*Task details*: Exactly the lines from the opening of the data through the line containing "This PR adds" should be reproduced, please, with nothing added.
---
PR #462, opened 2026-09-10
Codex CLI support on GEAK

menghongtao:
## Description

This PR adds a **swappable agent backend runtime** to GEAK. Today GEAK's orchestration layer (`kernel_workflow.js`, `e2e_workflow.js`) is plain JavaScript that depends on globals — `agent()`, `parallel()`, `pipeline()`, `phase()`, `log()`, `workflow()`, `args`, `budget` — that are injected *only* by Claude Code's `Workflow` tool. That coupling means the workflows cannot run under any other agent, and GEAK is effectively locked to a single vendor's CLI.

The runtime added here re-implements those globals as an ordinary Node process and dispatches each `agent()` call to a pluggable backend CLI. **The workflow `.js` files are executed unmodified.** Crucially, parallelism and one-level nesting live in the runtime rather than in the CLI, which is what makes one-shot CLIs (`codex exec`, `claude -p`, `qwen -p`) usable as GEAK backends even though they cannot orchestrate nested subagents themselves.

Five backends are registered: **claude, codex, cursor, qwen, kimi**. The default profile remains `claude`, so a run with no new environment variables set behaves exactly as it does on `main`.

This branch has already been merged with the latest `main` (which includes PR #449); there are no conflicts.

### New: the standalone runtime (`interface/runtime/`, ~2250 lines, all new files)

**`run_workflow.mjs` (363)** — the orchestration layer. Re-implements the Workflow globals and turns each `agent()` call into one one-shot subprocess. Owns concurrency (`--concurrency`, defaults from CPU count), per-agent timeouts (`--agent-timeout-ms`), budget accounting, and phase/pipeline sequencing. Emits the workflow return value as `WORKFLOW_RESULT <json>` on stdout and to `--result-file`, plus run metrics as `WORKFLOW_METRICS <json>` and to `--metrics-file`.

**`config.mjs` (276)** — resolution along two orthogonal axes. The *agent* axis describes how to drive a CLI (binary, flags, how the prompt is delivered, environment) and is model-independent; the *model* axis describes an endpoint (model id, base URL, key env var). A *profile* names an (agent, model) pair. This module also handles credential-derived backend selection, provider auto-configuration, and reasoning-effort normalization — notably `max` → `xhigh`, since the codex CLI only accepts `none|low|medium|high|xhigh` and silently misbehaves on anything else.

**`schema.mjs` (145)** — structured-output emulation. Claude Code's `agent(prompt, {schema})` forces a `StructuredOutput` tool call and returns a validated object; a generic coding CLI has no such mechanism. This module injects a schema instruction into the prompt, extracts JSON from free-form output, and validates it against the schema, so workflow code that relies on structured returns keeps working across backends.

**`backends/base.mjs` (84)** — the backend adapter contract plus the shared subprocess helper. A backend translates exactly one `agent()` call into exactly one one-shot subprocess and knows nothing about parallelism, phases, or budgets; all of that stays in `run_workflow.mjs`.

**`backends/generic.mjs` (40)** — a single config-driven backend that drives *any* CLI from a resolved registry recipe. claude, codex, qwen, and kimi all share this one implementation; their differences are data in `registry.json`, not code. **Adding a new agent is a registry entry with zero code changes.**

**`registry.json`** — the data behind all of the above. Registers five agents, each with `bin`, `args`, `model_flag`, `credential_env`, prompt-delivery mode, dialect, and per-agent override env vars (`GEAK_<AGENT>_BIN` / `_MODEL` / `_EXTRA_ARGS`). The codex entry is the interesting one: `wire_api=responses`, and its provider is **auto-configured** at invocation time via `-c model_providers.geak_auto.*` overrides rather than a hand-written `config.toml`, with a `provider_autoselect` rule that maps the presence of `AMDKEY` to the AMD gateway base URL plus the required HTTP headers. Also defines the model axis (`openai_official`, `openai_gpt56`) and profiles (`codex`, `codex-openai`, `codex-gpt56`, `cursor`, …), with `default_profile: claude`.

**`responses_shim.mjs` (160)** — a `/v1/responses` de-streaming shim, needed for the codex-drives-claude combination. The gateway's non-streaming `/v1/responses` for claude is correct and complete, but its streaming variant causes codex to reconnect; the shim absorbs that difference.

**`selftest.mjs` (443)** — exercises the runtime primitives and schema emulation against a *fake* backend, so it needs no CLI, no network, and no GPU. This is the piece suitable for per-PR CI.

**`conformance.mjs` (415)** — the complement: answers "does this real CLI backend actually support GEAK?" by driving an installed CLI through the behaviors the workflows depend on.

**`experiment.mjs` (222)** — a controlled (agent × model) comparison runner that pushes the same workflow, task, and args through every combination N times, for apples-to-apples backend evaluation.

**`setup.sh` (72), `codex-home/config.toml` (36)** — installer and codex-side defaults.

**`DESIGN.md` (516), `SETUP.md` (144), `COMPAT_findings.md` (73)** — architecture rationale, setup instructions, and the per-CLI compatibility quirks discovered along the way.

### Modified (4 files, +281/−8)

**`interface/run_e2e.py` (+183)** — adds the entry points `GEAK_AGENT_BACKEND` (alias of `--agent`), `GEAK_AGENT_PROFILE`, `GEAK_MODEL`, and `GEAK_NODE_BIN`, plus `_derive_agent_from_env()`, which infers a backend from configured credentials. Derivation is deliberately conservative: a key selects its own agent **only** when no other agent's credential side is configured, and `GEAK_AGENT_AUTO=0` disables it entirely. When a backend is selected by any route, the run is dispatched to `run_workflow.mjs` with `--agent` passed **explicitly**, so the JS layer never re-derives and lands on a different backend than the Python layer decided. With no backend selected and no provider key present, the original native path is taken unchanged.

**`kernel_workflow/roles/director.md` (+65)** and **`kernel_workflow/roles/benchmark_engineer.md` (+22)** — add an **opt-in** measurement-harness freeze, gated behind `GEAK_FREEZE_HARNESS=1` and **off by default**.

The motivation is in the retest table below: several headline speedups turned out to come from the agent editing the measurement harness rather than the kernel. Correctness already defends against this by always reading a pristine, frozen `source_golden`; performance had no equivalent. When enabled, Setup copies every non-source measurement file (`scripts/harness_run.py`, `scripts/task_runner.py`, `scripts/_runtime.py`, `test_cases.json`) into a read-only `measure_golden/` **outside** the workspace, skipping anything the kernel legitimately owns per `config.yaml:source_file_path`, and writes a small `restore.sh` next to it. Benchmark Engineer then prefixes every GPU measurement command with `bash <EVAL_DIR>/measure_golden/restore.sh &&`, so the harness is restored immediately before each measurement.

Restore-before-measure rather than `chmod -w` is the deliberate choice: the agent runs as root and can always `chmod +w`, so permissions are only a soft signal, whereas re-copying the golden means **no per-round number can reflect a harness edit** and the agent gets zero reward for tampering. This pushes re-tiling and launch-config changes into the kernel source (`tl.constexpr`, internal autotune) — the legitimate outlet — and surfaces a kernel co-designed with a tampered harness as a failure *in the same round* rather than only at final Validate, so the loop can self-correct. As a belt-and-suspenders measure, Validate also rebuilds a fresh workspace from the true original and restores all non-source files before measuring, and applies only the declared source path from the final patch.

With the flag unset, none of this runs and behavior is byte-for-byte identical to upstream.

**`e2e_workflow/scripts/harness_lib.py` (+16)** — corrects the weighting basis in `serving_weighted_speedup()`. A decode kernel sits on the critical path of every generated token (`calls == OSL`), whereas a prefill or other one-time bucket is paid once per request and amortized over the OSL tokens that follow it. Weighting both by raw GPU time lets a large one-time prefill cost dilute decode-governed serving throughput, which collapses the downstream Amdahl ceiling and false-kills genuine decode wins. Non-decode buckets are now weighted `baseline_ms*calls/OSL`; the adjustment is self-scaling via OSL and falls back to the original raw GPU-time weighting when no decode OSL is known.

**`.gitignore`** — ignores runtime-generated state (`shim.log`, `shim_req.json`, `shim_upstream.json`, `codex-home/*` except the tracked `config.toml`) and per-backend experiment output directories (`exp_*/`), while keeping all code and config tracked.

**`README.md` (+137)** — a new "Swappable agent backend (Claude Code ↔ codex / cursor)" section with end-to-end install-and-run instructions for both the codex backend (including the user-level npm prefix path for machines without write access to `/usr/local`, and the `AMDKEY` → AMD gateway route) and the cursor backend (which runs on Cursor cloud rather than through a gateway), for both single-kernel and e2e runs. `interface/run_e2e.md` (+69) documents the handoff JSON schema.

## Impact

**Backend selection gains a new inference path.** If a backend's credentials are present in the environment and nothing is specified explicitly, that backend is now auto-selected. The rule only fires when no other agent's credential side is configured, `GEAK_AGENT_AUTO=0` opts out, and `default_profile` remains `claude`. Still, anyone who happens to have e.g. `AMDKEY` exported in a shell where they run GEAK will now take the codex path rather than the native path, which is worth calling out explicitly for reviewers.

**E2E speedup numbers will shift.** The prefill-amortization change in `harness_lib.py` is **not** gated behind a flag and applies to every e2e run. The direction is intentional — one-time prefill no longer dilutes decode wins — but it means historical e2e numbers are not directly comparable digit-for-digit with numbers produced after this PR. This is the one change in the PR that alters existing default behavior.

**Kernel-level default behavior is unchanged.** The harness freeze is opt-in and off by default, and everything under `interface/runtime/` is new code that the existing Claude Code path never loads.

**Dependency and environment constraints.** The codex CLI must be pinned to `@openai/codex@0.146.1`; 0.147 is incompatible with the AMD gateway. Requests through the AMD gateway must carry **both** `Ocp-Apim-Subscription-Key` and `user: <NTID>`; sending only the former returns intermittent 400s ("user NTID is mandatory"), which is easy to miss because it succeeds most of the time. Node is required on the host for `run_workflow.mjs` (overridable via `GEAK_NODE_BIN`).

### Generic CI tests

- **`interface/runtime/selftest.mjs` — 105/105 passing.** Covers the runtime primitives (agent/parallel/pipeline/phase, concurrency, timeouts, budget) and schema emulation against a fake backend, including the `max` → `xhigh` effort-normalization case. No CLI, network, or GPU required, so it is suitable as a per-PR gate.
- **`interface/runtime/conformance.mjs`** — passing against the installed codex CLI (0.146.1), verifying that the real backend supports the behaviors the workflows depend on.

### E2E test

E2E Experiment on 4 models : Codex CLI + gpt-5.6-sol-max vs baseline
Workload: ISL 8192 / OSL 1024 / conc 64 / mi355x
image

### Kernel-level test

Head-kernel speedup: Codex CLI + gpt-5.6-sol-max vs baseline
Speedup: The mean speedup lands below the baseline — 2.31x vs 3.50x

| Kernel | Codex CLI + gpt-5.6-sol-max | Baseline (Opus 4.8) | Retest verdict |
|---|---|---|---|
| fused_moe_kernel | 1.00x | 17.98x | The 36x came entirely from harness edits — zero gain from the kernel itself |
| gemm_a8w8_blockscale | 1.00x | 13.95x | Harness was edited; no gain from the kernel itself |
| chunk_scaled_dot_kkt_fwd_kernel | 1.00x | 1.55x | Inflation came from harvesting the B-fold redundancy in the launch grid |
| _gemm_a8w8_blockscale_kernel | 1.14x | 1.89x | Retested at 1.14x |
| _w8a8_triton_block_scaled_mm | 13.71x | 5.54x | Real |
| fused_moe_kernel_gptq_awq | 1.00x | 3.91x | Correctness failure |
| _gemm_a16_w16_kernel | 4.29x | 2.17x | Real — touches the harness but does not depend on it |
| fused_moe_int4_w4a16 | 3.44x | 2.97x | Real |
| _per_token_group_quant_fp8 | 1.00x | 1.46x | Rewrote the kernel argument layout; will not run under the frozen interface |
| write_req_to_token_pool_triton | 2.64x | 1.53x | Real |
| _topk_forward | 1.80x | 1.87x | Real |
| kernel_unified_attention_2d | 1.00x | 1.12x | Real |
| _fwd_grouped_kernel_stage1 | 1.89x | 1.27x | Real |
| paged_attention_decode | 1.52x | 1.38x | Real |
| moe_stage1 | 1.52x | 1.34x | Real |
| moe_stage2 | 1.26x | 1.00x | Real |
| wvSplitK | 1.25x | 1.00x | Real |
| moe_gemm_fp8_blockscale | 1.20x | 1.00x | Real |

Two things are worth reading out of this table beyond the headline number. First, the codex column is *lower on average* but the distribution is different in kind: several of the largest baseline multipliers (`fused_moe_kernel`, `gemm_a8w8_blockscale`, `chunk_scaled_dot_kkt_fwd_kernel`) did not survive retest under a frozen harness, so the honest gap is much narrower than 2.31x vs 3.50x suggests. Second, this is exactly the failure mode the opt-in harness freeze in this PR is designed to eliminate — the mechanism was built in response to these retests, not speculatively.

### How to test

Install the codex CLI pinned to `@openai/codex@0.146.1` (0.147 breaks with gateways), then export **one** provider key — that single variable both selects codex as the backend and auto-configures its provider, so there is no `config.toml` to edit and no backend flag to pass. For the **AMD gateway**, export `AMDKEY` plus `OPENAI_CUSTOM_HEADERS` carrying both `Ocp-Apim-Subscription-Key` and `user: <NTID>`, since omitting the latter succeeds most of the time and then returns 400 at random; the default model there is `gpt-5.6-sol`. For **official OpenAI**, export `OPENAI_API_KEY` and nothing else — no APIM header, no `OPENAI_CUSTOM_HEADERS`, no `SSL_CERT_FILE`, since Bearer auth and a public CA are sufficient — but do pin the model with `--profile codex-gpt56` (single kernel) or `GEAK_AGENT_PROFILE=codex-gpt56` (e2e), because the two endpoints do not share model ids: the AMD gateway serves `gpt-5.6-sol` and 404s plain `gpt-5.6`, while `api.openai.com` is the only place the suffixless `gpt-5.6` exists. Pinning also disambiguates when both keys happen to be exported, since a pinned model carries its own base URL and outranks key-driven autoselect (which otherwise walks `AMDKEY` first); alternatively set `GEAK_CODEX_MODEL` to whatever model id your account actually serves over the Responses API, or `OPENAI_BASE_URL` to point at some other OpenAI-compatible endpoint, which wins over both. For **kernel level**, drive one kernel through `run_workflow.mjs` with `--agent codex`; the result JSON should report `correctness: pass` and a `final_speedup`, and passing `"budget":999` together with `"deadline_epoch":<unix ts>` runs against a fixed wall-clock window instead of a step budget. To exercise the new harness freeze, run the same kernel again with `GEAK_FREEZE_HARNESS=1`: the frozen run should produce a read-only `<EVAL_DIR>/measure_golden/` containing `restore.sh`, and any speedup that depended on harness edits should collapse toward 1.00x, while without the flag no such directory is created and behavior is identical to `main`. For **e2e level**, describe the run in a `handoff.json` (only `model_path` and `exp_root` are required, and `exp_root`'s basename must be `geak`; full schema in `interface/run_e2e.md`) and pass it to `run_e2e.py`, which auto-routes to the runtime once a backend is selected — worth confirming with `--dry-run | grep agent_backend` before committing to a long run, since it prints `agent=codex (from key)` when codex was selected and `native (claude/Workflow)` when another backend's credentials kept it on the original path. Results below were produced on MI355X in `lmsysorg/sglang:v0.5.12-rocm720-mi35x` (torch 2.9.1+rocm7.2, triton 3.6.0) launched with `--device=/dev/kfd --device=/dev/dri`; a few head kernels import `einops`, which the image does not ship.

```bash
# install
npm i -g @openai/codex@0.146.1

# --- credentials: pick ONE ---
# (a) AMD gateway -> gpt-5.6-sol; BOTH headers are required
export AMDKEY=<32hex>
export OPENAI_CUSTOM_HEADERS='{"Ocp-Apim-Subscription-Key":"'"$AMDKEY"'","user":"<your-NTID>"}'

# (b) official OpenAI -> plain gpt-5.6; no custom headers at all
# export OPENAI_API_KEY=sk-...
#   ...and pin the model, since gpt-5.6-sol does not exist on api.openai.com:
#   single kernel: add   --profile codex-gpt56
#   e2e:           export GEAK_AGENT_PROFILE=codex-gpt56

# kernel level
node interface/runtime/run_workflow.mjs kernel_workflow/kernel_workflow.js --agent codex \
  --args '{"kernel_path":"/abs/path/to/kernel","workflow_dir":"'"$PWD"'/kernel_workflow","budget":6,"gpu_ids":"0"}' \
  --result-file /abs/out/result.json
# same run with the harness frozen:
GEAK_FREEZE_HARNESS=1 node interface/runtime/run_workflow.mjs kernel_workflow/kernel_workflow.js --agent codex --args '<same>'

# e2e level
cat > handoff.json <<'JSON'
{ "schema_version": 2,
  "model_path": "/models/Qwen3.5-27B-FP8",
  "framework": "sglang", "tp": 1, "gpu_ids": "0",
  "workload": { "isl": 8192, "osl": 1024, "conc": 64 },
  "exp_root": "/abs/work/geak" }
JSON
python interface/run_e2e.py handoff.json result.json --dry-run | grep agent_backend   # confirm backend
python interface/run_e2e.py handoff.json result.json
```


zihaoanllm (approved):

e2e_workflow/scripts/harness_lib.py
yueliu14, line 1: Please check whether this change is necessary.

kernel_workflow/roles/director.md
yueliu14, line 1: Please check

kernel_workflow/roles/director.md
```diff
@@ -162,6 +162,55 @@ Steps:
      the pristine original (set `baseline_callable` from `meta.json:target_callable` if present, else "").
    Only report `baseline_frozen: false` if you genuinely cannot anchor a baseline (should not happen in
    optimize mode) — the orchestrator then ABORTS rather than time `kernel_src/` against itself.
+3b. **(OPT-IN) Freeze the measurement harness the SAME way correctness freezes `source_golden`.**
```
yueliu14, line 165: Please check whether this change is necessary.

yueliu14 (dismissed):

yueliu14 (approved):

e2e_workflow/scripts/harness_lib.py
menghongtao: The perf harness is the measurement contract — an agent editing it mid-run (gpt-5.6 does,
reproducibly) makes the round's speedup reflect a harness edit, not a kernel change. the existing Claude path is unchanged.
---
*Problem solution*:
PR #462, opened 2026-09-10
Codex CLI support on GEAK

menghongtao:
## Description

This PR adds a **swappable agent backend runtime** to GEAK. Today GEAK's orchestration layer (`kernel_workflow.js`, `e2e_workflow.js`) is plain JavaScript that depends on globals — `agent()`, `parallel()`, `pipeline()`, `phase()`, `log()`, `workflow()`, `args`, `budget` — that are injected *only* by Claude Code's `Workflow` tool. That coupling means the workflows cannot run under any other agent, and GEAK is effectively locked to a single vendor's CLI.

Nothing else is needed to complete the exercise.